Hay cierta unanimidad entre los críticos de arte en que Marcel Duchamp (1887-1968) es el artista más importante del siglo XX. Su obra cumbre, la famosa Fuente, un urinario expuesto sobre su base sin otra modificación que el añadido de una firma y que se presentó como obra de arte, es para muchos críticos la obra más influyente del siglo.
A partir de ese urinario convertido en una obra de arte, éste se liberó de todas sus ataduras y se convirtió en cualquier cosa que un artista presentase como tal. Después del urinario de Duchamp no sólo todo está permitido, sino que se alienta cualquier tipo de provocación y singularidad, de extravagancia y desafío. Sin Duchamp, jamás hubiera podido exponerse la Merda d’artista, los botes en los que Piero Manzoni depositó sus heces en la Galleria Pescetto, de Albissola Marina, el 12 de agosto de 1961, quizá la única obra de arte conceptual capaz de competir en descaro con el urinario de Duchamp. Eran 90 latas cilíndricas con un contenido neto de 30 gramos de la mierda de Manzoni. Se vendieron al equivalente del precio por aquel entonces de 30 gramos de oro. Poca cosa, comparada con los más de 91 millones de dólares que se pagaron en mayo de 2019 por Rabbit, de Jeff Koons, un conejo metálico gigante. O los 77 millones de dólares que alcanzó la obra de Damien Hirst Fort the Love of God, una calavera humana realizada en platino en la que Hirst incrustó 861 diamantes. El arte conceptual, según el cual la idea es superior a la forma, constituye una curiosa forma de apoteosis y suicidio del arte, evidente en el desinterés del público general por las obras contemporáneas, a no ser que se conviertan en espectáculo mediático.

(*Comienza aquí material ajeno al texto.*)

PR #733, opened 2021-01-26
feat(content): Optional search parameter

Billybobbonnet:
## Types of changes

## Description

Passing an empty string  as query value will avoid triggering a search to allow optional chaining such as this:

```js
      this.total = (await this.$content('people')
          .search('')
          .only([])
          .fetch()).length
```
Docs have been updated in FR & EN. JA & RU update necessary.

## Checklist:

### DIFF
--- a/docs/content/en/fetching.md
+++ b/docs/content/en/fetching.md
@@ -139,7 +139,7 @@ const articles = await this.$content('articles').skip(5).limit(5).fetch()
 ### search(field, value)
 
 - `field`
-  - Type: `String` | `Boolean`
+  - Type: `String`
   - `required`
 - `value`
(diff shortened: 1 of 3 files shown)


Billybobbonnet:
I went for an explicit `false` parameter but maybe it would be more elegant and concise to skip the search if there is no parameter or an empty string. It can be fixed, let me know.

Atinux:
What about an empty string @Billybobbonnet, doesn't it work with it?

Billybobbonnet:
> What about an empty string @Billybobbonnet, doesn't it work with it?

In the current version, nope.
image

I updated my PR to fix this.

Atinux (approved):

Issue #767, opened 2021-02-10
Content module is blocking startup for parsing


pi0:
Modules can return a promise or be async in order to prepare nuxt context but not for other runtime operations since it makes `nuxt dev` stuck until initial parsing is done. (nuxtjs.org for instances takes 9,2 seconds on a corei7 CPU to parse and during this time we are blocking build)

I think we can move [database.init](https://github.com/nuxt/content/blob/2037ee87edc39018646f12f2d02ece1d2f80c7c1/packages/content/lib/index.js#L112) to a parallel promise instead of awaiting in main body. (not sure if any internals need to be updated to ensure init is done or not)

Also would be nice if in future versions doing parse off-thread (using node workers) to avoid blocking even-loop.

ManUtopiK:
Sometimes I got this issue. I solve it by deleting the folder `node_modules/.cache`

Atinux:
This is not the case with content v2 anymore. For v1 I don't think we will solve that issue (lack of time).

Issue #694, opened 2020-12-24
Parse files in parallel of Nuxt build


Atinux:
### Is your feature request related to a problem? Please describe.

On big website with a lot of content, starting @nuxt/content can be slow, and on top of this, it will block the webpack build to start.

### Describe the solution you'd like

Nuxt content should start parsing files without blocking and only pause the Nuxt `build:done` hook until the parsing of files done so the first page served will have the correct data fetched.

Atinux:
Closing since implemented in version 2 coming.

PR #772, opened 2021-02-11
ssr built app uses serialized content database

kwiatkk1:
## Types of changes

## Description

When you have a large number of content files (100+), app startup slows down a lot. It hurts in a development mode (see #694 and #767), but also when you deploy a built app onto a production server.

My proposal is to:
- during build, if target is `server`: to serialize content's db into a file
- during startup, if not in `dev` mode: do not walk through content's dir and parse found files, but to load content from a file generated during build

## Checklist:


kwiatkk1:
It's in a draft, because:
- it breaks existing tests
- it hasn't got its own tests

But I hope it shows the general idea. I hope you can look at it and say is it something you want to have in the product?
If so, I'll refine this pull-request.

pi0:
Hi @kwiatkk1 thanks for PR! I think it would be really good idea to use hard-cache to reduce development startup time. I would suggest moving logic `load` logic into Database.init and use an option to enable hard-cache by constructor or `init` (maybe `cache: true`). Also i think we should use `generate:done` hook since with full-static smart rebuild, we only generate content second time (which needs fresh parsed data)

kwiatkk1:
Hi @pi0, I made some changes: 
- logic hidden behind the `useCache` flag,
- tests,
- sketch of documentation.

This feature doesn't apply to developer mode or the full static generate -- production build only -- I have no idea how to make it work with content reloading :/

Issue #292, opened 2020-07-25
Not compatible with express serverMiddleware


danielroe:
> When a custom serverMiddleware is added that exports an express instance, all `@nuxt/content` client-side requests hang rather than resolving.

### Version
@nuxt/content: v1.4.1
nuxt: v2.13.3

### Reproduction link

https://codesandbox.io/s/nuxtcontent-demo-x11rc

### Steps to reproduce

1. Create serverMiddleware that exports an express instance that uses json middleware, for example:
   ```js
   import express from 'express'
   const app = express()
   // Note that without following line this bug is not reproduced
   app.use(express.json())
   app.get('/api/test', (req, res) => res.end())
   export default app
   ```
2. Add it to `nuxt.config.js`:
   ```js
   serverMiddleware: [require.resolve("./api/test.js")],
   ```

### What is expected?

I expect adding additional endpoints as above should not interfere with the endpoint `@nuxt/content` adds.

### What is actually happening?

All `@nuxt/content` client-side requests hang rather than resolving.

mawangod:
same bug

danielroe:
I have just refreshed the reproduction accessible above https://codesandbox.io/s/nuxtcontent-demo-x11rc - it is still giving the same issue.

Below is a video of the behaviour:
![Screen Recording 2020-11-05 at 11 23 57](https://user-images.githubusercontent.com/28706372/98235643-023cf880-1f5a-11eb-8854-223ff797cd76.gif)

Atinux:
My bad, I thought the serverMiddleware was not working, I see the issue now. Will investigate.

NozomuIkuta:
@Atinux @danielroe 

I've looked into this issue to have a fun on weekend. 

If I understand it correctly, the root cause is that `express.json()` (i.e. [body-parser](https://github.com/expressjs/body-parser) package, or [raw-body](https://github.com/stream-utils/raw-body) package more accurately) consumes all the stream before the `req` is passed to Nuxt Content's middleware.

So, the event listeners below are never called, and consequently the promise remains pending forever:

https://github.com/nuxt/content/blob/ebaedede5935f597fe325322ef57f09f6222e1ff/packages/content/lib/middleware.js#L19-L28

This promise stuck can be avoided by adding a condition to if-block, because body-parser sets `req._body` as `true` when it populates `req.body`:

```javascript
if (['POST', 'PUT'].includes(req.method) && !req._body) { /* ... */ }
```

[...]

PR #790, opened 2021-02-22
fix(content): handle readable ended request

NozomuIkuta:
## Types of changes

## Description

Resolves: #292

## Checklist:

~~I added a test to check default options.~~
~~If there is a way to check page transition with server middleware, please let me known so that I can add such test.~~
I removed `reqBodyKey` according to a review comment that `req.body` is a standard in Node.js community.

By the way, test was failed due to highlighter snapshot tests.
A color code was not matched in HTML.
I guess CI will fail too.

### DIFF
--- a/docs/content/en/configuration.md
+++ b/docs/content/en/configuration.md
@@ -524,7 +524,17 @@ Your component should implement the following:
 
 You should be aware that you get the full markdown file content so this includes the front-matter. You can use `gray-matter` to split and join the markdown and the front-matter.
 
+### `reqBodyKey`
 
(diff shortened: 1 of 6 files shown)


Atinux:
Thanks for the fix @NozomuIkuta 

I think we don't need `reqBodyKey` since `req.body` is a standard in Node :)

Atinux (approved):

pi0 (approved):

pi0:
Thanks! 

Note for future: We shall use [h3.useBody](https://github.com/nuxt-contrib/h3) utility later on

Andy Warhol dio el pistoletazo de salida al declarar que él jamás compraría un cuadro por un millón de dólares, porque era más bonito colgar en la pared el millón de dólares que el cuadro que los había costado. Fue también el precursor del artista que se atribuye las obras de un taller en el que trabajan docenas de personas, que son las responsables de toda la producción y en muchos casos también de la concepción de las obras que surgen del taller. Algo que entra en disputa frontal con la tradición artística, que sólo concede valor máximo a una obra si se confirma la autoría personal del autor, que la realizó él personalmente, sin ayuda del taller. Esta innovación libera al artista de la acusación de plagio, pues el propio artista admite que copia y roba cuanto se le antoja, que se apropia de cuanto le apetece y que tiene derecho a hacerlo. Muchas de las obras de Hirst y Koons son plagios de obras de otros autores que han pleiteado contra ellos, pero eso no ha ido en detrimento su fama, antes al contrario, puesto que la obra ya nada vale por sí misma y sólo cuenta la capacidad del artista en convertir cualquier cosa, propia o ajena, en un objeto capaz de circular con éxito por las galerías y subastas.
La Fuente de Duchamp fue una apropiación indebida, pues hace años que se sabe, por una carta del propio Duchamp, que es obra de la baronesa Elsa von Freytag-Loringhoven, conocida como la baronesa Dadá, quien envió el urinario a Duchamp para que lo expusiese con la firma de Richard Mutt. Duchamp lo hizo, y todo el mundo le atribuyó la genialidad de presentar un urinario como una obra de arte y se olvidó de la baronesa Dadá. El auténtico urinario se extravió, y todos los urinarios de Duchamp que se exhiben pomposamente en los museos de arte son encargos posteriores que Duchamp realizó a una fábrica de urinarios para venderlos a buen precio. Con los valores del pasado, este hecho invalidaría la obra de Duchamp, pero con los del arte conceptual sucede lo contrario: el valor aumenta si a la inanidad de la obra se añade el mérito adicional de la controversia y el escándalo, el engaño y el plagio.